■ **EXCERPTED RECORDS**:
PR #896, opened 2020-05-13
Clean up unused moontoast/math dependency

BenMorel:
AFAICS, `moontoast/math` is not used anymore in this project.
This is confirmed by all tests passing.

### DIFF
--- a/composer.json
+++ b/composer.json
@@ -17,7 +17,6 @@
         "php": "^7.2",
         "ext-json": "*",
         "laravel/framework": "^6.0|^7.0",
-        "moontoast/math": "^1.1",
         "symfony/var-dumper": "^4.4|^5.0"
     },
     "require-dev": {


BenMorel:
Scratch that, this is an implicit dependency of `ramsey/uuid` < `4.0`.

jonnott:
> Scratch that, this is an implicit dependency of `ramsey/uuid` < `4.0`.

In which case this package should also have a specified dependency on `ramsey/uuid: ^3.0 | ^4.0`.

BenMorel:
It should actually be switched to `ramsey/uuid: ^4.0` to avoid this issue: https://github.com/ramsey/uuid/issues/288

jonnott:
> It should actually be switched to `ramsey/uuid: ^4.0` to avoid this issue: [ramsey/uuid#288](https://github.com/ramsey/uuid/issues/288)

But I guess that doesn't working because ramsey/uuid 4.x is only supported in Laravel 7.x, but they want Telescope 3.x to keeping supporting older Laravel versions (until Telescope 4.0 ships, at least)

driesvints:
This is all already fixed on the master branch for the upcoming 4.0 release. It's just a warning, ignore it for now.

■ **WHAT NEEDS TO BE DONE**: Find each line in the records above that contains "https", and copy it.

■ **SOLVED EXERCISE**:
It should actually be switched to `ramsey/uuid: ^4.0` to avoid this issue: https://github.com/ramsey/uuid/issues/288
> It should actually be switched to `ramsey/uuid: ^4.0` to avoid this issue: [ramsey/uuid#288](https://github.com/ramsey/uuid/issues/288)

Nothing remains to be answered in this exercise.